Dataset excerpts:
Content starts

PR #1497, opened 2020-11-25
Fix e2e test for frame tracks due to renaming

ronaldfw:
The option to add a frame track was renamed for "Add frame track(s)" to
"Enable frame track(s)" as it is now possible to enable frame tracks
before taking a capture from the "Functions" tap and hence to have
a consistent naming in the options.

This caused the e2e test to fail, which is fixed with this change.

Bug: http://b/174214930
Tested: Ran e2e test locally with the new version.


danielfenner (approved):
lgtm!

PR #1498, opened 2020-11-25
Reduce ThreadPool.CheckGetNumberOfBusyThreads flakiness

dimitry-:
Sleep before checking that the number of busy threads is reduced to 0

Test: run the test


danielfenner (approved):

kisenshi (approved):
Oh, I didn't realize this could cause flakiness, thanks for fixing it!

PR #1499, opened 2020-11-25
Fix parsing /proc/$pid/maps

danielfenner:
It is possible to map some character or block devices. Previously these
were interpreted as candidates for modules and that lead to problems. We
now filter out every mapping with a pathname under "/dev/".

Bug: http://b/173358603
Test: Unit test & ran locally.

### DIFF
--- a/OrbitService/ServiceUtils.cpp
+++ b/OrbitService/ServiceUtils.cpp
@@ -5,6 +5,7 @@
 #include "ServiceUtils.h"
 
 #include <absl/base/casts.h>
+#include <absl/strings/match.h>
 #include <absl/strings/str_join.h>
 #include <absl/strings/str_split.h>
 #include <cxxabi.h>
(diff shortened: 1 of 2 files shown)


OrbitService/ServiceUtils.cpp
```diff
@@ -75,6 +75,9 @@ ErrorMessageOr<std::vector<ModuleInfo>> ParseMaps(std::string_view proc_maps_dat
 
     const std::string& module_path = tokens[5];
 
+    // This excludes mapped character or block devices.
+    if (module_path.rfind("/dev/", 0) == 0) continue;
```
antonrohr, line 79: I wasn't aware of this function rfind. I assume this usage is basically just checking if the prefix matches? 

I dont really care, but there is also `bool absl::StartsWith(string, prefix)`. Maybe its easier to read

antonrohr (approved):

dimitry- (approved):
otherwise lgtm

OrbitService/ServiceUtils.cpp
danielfenner: +1

PR #1500, opened 2020-11-25
Fix crash in iterators

karupayun:
When you create an iterator where the center of the screen is between the
start and the end of the last function, it produces a crash because
next_box is a null pointer. Add an if there.

I only could reproduce the issue on Windows.


ronaldfw (approved):
LGTM and thank you so much for identifying and fixing this!

PR #1503, opened 2020-11-26
Dynamic tab layout

reichlfl:
Allows users to move tabs in between the two panels.

This way, they can customize the layout at least slightly to best fit the current workflow.
Few things to note:

- Changes are **not** saved across sessions. This would be a nice addition and is in theory not that hard to do, but could introduce issues as soon as we update QT to a new version, or by changes introduced in Orbit itself, and this should be given some thought before implementing a quick-fix
- The functionality is a bit hidden behind a right-click menu on the tab bar. It would be nice if tabs could just be dragged across widgets, but this is more work and could be done in a subsequent PR.
- I've tried to retain the logic of when tabs are enabled / disabled and when Orbit automatically switches tabs (e.g. from the sampling to the sampling selection tab) as much as possible, but it's not as straightforward anymore when we don't know how the tabs are arranged
- Tutorials still work by restoring the default layout first. I've opened a bug to either improve this or to at least notify the user that this is happening before we ship the Tutorials

3 commits for easier review:
- Introduce the changes, disable the automatic tab selection
- Restore the automatic tab selection
- Add the layout restore functionality for Tutorials

image

### DIFF
--- a/OrbitQt/orbitmainwindow.cpp
+++ b/OrbitQt/orbitmainwindow.cpp
@@ -97,13 +97,11 @@ OrbitMainWindow::OrbitMainWindow(QApplication* a_App,
   finalizing_capture_dialog->close();
 
   GOrbitApp->SetCaptureStopRequestedCallback([this, finalizing_capture_dialog] {
-    capture_stop_requested_ = true;
     finalizing_capture_dialog->show();
     UpdateCaptureStateDependentWidgets();
   });
   auto capture_finished_callback = [this, finalizing_capture_dialog] {
     finalizing_capture_dialog->close();
-    capture_stop_requested_ = false;
     UpdateCaptureStateDependentWidgets();
   };
   GOrbitApp->SetCaptureStoppedCallback(capture_finished_callback);
@@ -373,7 +371,8 @@ void OrbitMainWindow::UpdateCaptureStateDependentWidgets() {
   const bool has_data = GOrbitApp->HasCaptureData();
   const bool has_selection = has_data && GOrbitApp->HasSampleSelection();
   const bool is_connected = GOrbitApp->IsConnectedToInstance();
-  const bool is_capturing = GOrbitApp->IsCapturing();
+  CaptureClient::State capture_state = GOrbitApp->GetCaptureState();
+  const bool is_capturing = capture_state != CaptureClient::State::kStopped;
 
   set_tab_enabled(ui->HomeTab, true);
   ui->HomeTab->setEnabled(!is_capturing);
@@ -387,7 +386,8 @@ void OrbitMainWindow::UpdateCaptureStateDependentWidgets() {
   set_tab_enabled(ui->selectionTopDownTab, has_selection);
   set_tab_enabled(ui->selectionBottomUpTab, has_selection);
 
-  ui->actionToggle_Capture->setEnabled(!capture_stop_requested_);
+  ui->actionToggle_Capture->setEnabled(capture_state == CaptureClient::State::kStarted ||
+                                       capture_state == CaptureClient::State::kStopped);
   ui->actionToggle_Capture->setIcon(is_capturing ? icon_stop_capture_ : icon_start_capture_);
   ui->actionClear_Capture->setEnabled(!is_capturing && has_data);
   ui->actionOpen_Capture->setEnabled(!is_capturing);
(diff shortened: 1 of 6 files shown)


OrbitQt/orbitmainwindow.cpp
```diff
@@ -105,19 +97,12 @@ OrbitMainWindow::OrbitMainWindow(QApplication* a_App,
   finalizing_capture_dialog->close();
 
   GOrbitApp->SetCaptureStopRequestedCallback([this, finalizing_capture_dialog] {
-    ui->actionToggle_Capture->setDisabled(true);
+    ui->actionToggle_Capture->setEnabled(false);
```
dpallotti, line 100: I feel like this should also be captured by `UpdateCaptureStateDependentWidgets()`.

OrbitQt/orbitmainwindow.cpp
```diff
@@ -319,6 +310,145 @@ void OrbitMainWindow::SetupCodeView() {
...
+    CHECK(tab_widget != nullptr);
+    tab_widget->setTabEnabled(tab_widget->indexOf(widget), enabled);
+  };
+
+  const bool has_data = GOrbitApp->HasCaptureData();
+  const bool has_selection = has_data && GOrbitApp->HasSampleSelection();
+  const bool is_connected = GOrbitApp->IsConnectedToInstance();
+  const bool is_capturing = GOrbitApp->IsCapturing();
+
+  SetTabEnabled(ui->HomeTab, !is_capturing);
```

Content ends

| YOUR TASK |
Give an exact transcription of the data shown above.

| RESPONSE TO THIS EXERCISE |
PR #1497, opened 2020-11-25
Fix e2e test for frame tracks due to renaming

ronaldfw:
The option to add a frame track was renamed for "Add frame track(s)" to
"Enable frame track(s)" as it is now possible to enable frame tracks
before taking a capture from the "Functions" tap and hence to have
a consistent naming in the options.

This caused the e2e test to fail, which is fixed with this change.

Bug: http://b/174214930
Tested: Ran e2e test locally with the new version.


danielfenner (approved):
lgtm!

PR #1498, opened 2020-11-25
Reduce ThreadPool.CheckGetNumberOfBusyThreads flakiness

dimitry-:
Sleep before checking that the number of busy threads is reduced to 0

Test: run the test


danielfenner (approved):

kisenshi (approved):
Oh, I didn't realize this could cause flakiness, thanks for fixing it!

PR #1499, opened 2020-11-25
Fix parsing /proc/$pid/maps

danielfenner:
It is possible to map some character or block devices. Previously these
were interpreted as candidates for modules and that lead to problems. We
now filter out every mapping with a pathname under "/dev/".

Bug: http://b/173358603
Test: Unit test & ran locally.

### DIFF
--- a/OrbitService/ServiceUtils.cpp
+++ b/OrbitService/ServiceUtils.cpp
@@ -5,6 +5,7 @@
 #include "ServiceUtils.h"
 
 #include <absl/base/casts.h>
+#include <absl/strings/match.h>
 #include <absl/strings/str_join.h>
 #include <absl/strings/str_split.h>
 #include <cxxabi.h>
(diff shortened: 1 of 2 files shown)


OrbitService/ServiceUtils.cpp
```diff
@@ -75,6 +75,9 @@ ErrorMessageOr<std::vector<ModuleInfo>> ParseMaps(std::string_view proc_maps_dat
 
     const std::string& module_path = tokens[5];
 
+    // This excludes mapped character or block devices.
+    if (module_path.rfind("/dev/", 0) == 0) continue;
```
antonrohr, line 79: I wasn't aware of this function rfind. I assume this usage is basically just checking if the prefix matches? 

I dont really care, but there is also `bool absl::StartsWith(string, prefix)`. Maybe its easier to read

antonrohr (approved):

dimitry- (approved):
otherwise lgtm

OrbitService/ServiceUtils.cpp
danielfenner: +1

PR #1500, opened 2020-11-25
Fix crash in iterators

karupayun:
When you create an iterator where the center of the screen is between the
start and the end of the last function, it produces a crash because
next_box is a null pointer. Add an if there.

I only could reproduce the issue on Windows.


ronaldfw (approved):
LGTM and thank you so much for identifying and fixing this!

PR #1503, opened 2020-11-26
Dynamic tab layout

reichlfl:
Allows users to move tabs in between the two panels.

This way, they can customize the layout at least slightly to best fit the current workflow.
Few things to note:

- Changes are **not** saved across sessions. This would be a nice addition and is in theory not that hard to do, but could introduce issues as soon as we update QT to a new version, or by changes introduced in Orbit itself, and this should be given some thought before implementing a quick-fix
- The functionality is a bit hidden behind a right-click menu on the tab bar. It would be nice if tabs could just be dragged across widgets, but this is more work and could be done in a subsequent PR.
- I've tried to retain the logic of when tabs are enabled / disabled and when Orbit automatically switches tabs (e.g. from the sampling to the sampling selection tab) as much as possible, but it's not as straightforward anymore when we don't know how the tabs are arranged
- Tutorials still work by restoring the default layout first. I've opened a bug to either improve this or to at least notify the user that this is happening before we ship the Tutorials

3 commits for easier review:
- Introduce the changes, disable the automatic tab selection
- Restore the automatic tab selection
- Add the layout restore functionality for Tutorials

image

### DIFF
--- a/OrbitQt/orbitmainwindow.cpp
+++ b/OrbitQt/orbitmainwindow.cpp
@@ -97,13 +97,11 @@ OrbitMainWindow::OrbitMainWindow(QApplication* a_App,
   finalizing_capture_dialog->close();
 
   GOrbitApp->SetCaptureStopRequestedCallback([this, finalizing_capture_dialog] {
-    capture_stop_requested_ = true;
     finalizing_capture_dialog->show();
     UpdateCaptureStateDependentWidgets();
   });
   auto capture_finished_callback = [this, finalizing_capture_dialog] {
     finalizing_capture_dialog->close();
-    capture_stop_requested_ = false;
     UpdateCaptureStateDependentWidgets();
   };
   GOrbitApp->SetCaptureStoppedCallback(capture_finished_callback);
@@ -373,7 +371,8 @@ void OrbitMainWindow::UpdateCaptureStateDependentWidgets() {
   const bool has_data = GOrbitApp->HasCaptureData();
   const bool has_selection = has_data && GOrbitApp->HasSampleSelection();
   const bool is_connected = GOrbitApp->IsConnectedToInstance();
-  const bool is_capturing = GOrbitApp->IsCapturing();
+  CaptureClient::State capture_state = GOrbitApp->GetCaptureState();
+  const bool is_capturing = capture_state != CaptureClient::State::kStopped;
 
   set_tab_enabled(ui->HomeTab, true);
   ui->HomeTab->setEnabled(!is_capturing);
@@ -387,7 +386,8 @@ void OrbitMainWindow::UpdateCaptureStateDependentWidgets() {
   set_tab_enabled(ui->selectionTopDownTab, has_selection);
   set_tab_enabled(ui->selectionBottomUpTab, has_selection);
 
-  ui->actionToggle_Capture->setEnabled(!capture_stop_requested_);
+  ui->actionToggle_Capture->setEnabled(capture_state == CaptureClient::State::kStarted ||
+                                       capture_state == CaptureClient::State::kStopped);
   ui->actionToggle_Capture->setIcon(is_capturing ? icon_stop_capture_ : icon_start_capture_);
   ui->actionClear_Capture->setEnabled(!is_capturing && has_data);
   ui->actionOpen_Capture->setEnabled(!is_capturing);
(diff shortened: 1 of 6 files shown)


OrbitQt/orbitmainwindow.cpp
```diff
@@ -105,19 +97,12 @@ OrbitMainWindow::OrbitMainWindow(QApplication* a_App,
   finalizing_capture_dialog->close();
 
   GOrbitApp->SetCaptureStopRequestedCallback([this, finalizing_capture_dialog] {
-    ui->actionToggle_Capture->setDisabled(true);
+    ui->actionToggle_Capture->setEnabled(false);
```
dpallotti, line 100: I feel like this should also be captured by `UpdateCaptureStateDependentWidgets()`.

OrbitQt/orbitmainwindow.cpp
```diff
@@ -319,6 +310,145 @@ void OrbitMainWindow::SetupCodeView() {
...
+    CHECK(tab_widget != nullptr);
+    tab_widget->setTabEnabled(tab_widget->indexOf(widget), enabled);
+  };
+
+  const bool has_data = GOrbitApp->HasCaptureData();
+  const bool has_selection = has_data && GOrbitApp->HasSampleSelection();
+  const bool is_connected = GOrbitApp->IsConnectedToInstance();
+  const bool is_capturing = GOrbitApp->IsCapturing();
+
+  SetTabEnabled(ui->HomeTab, !is_capturing);
```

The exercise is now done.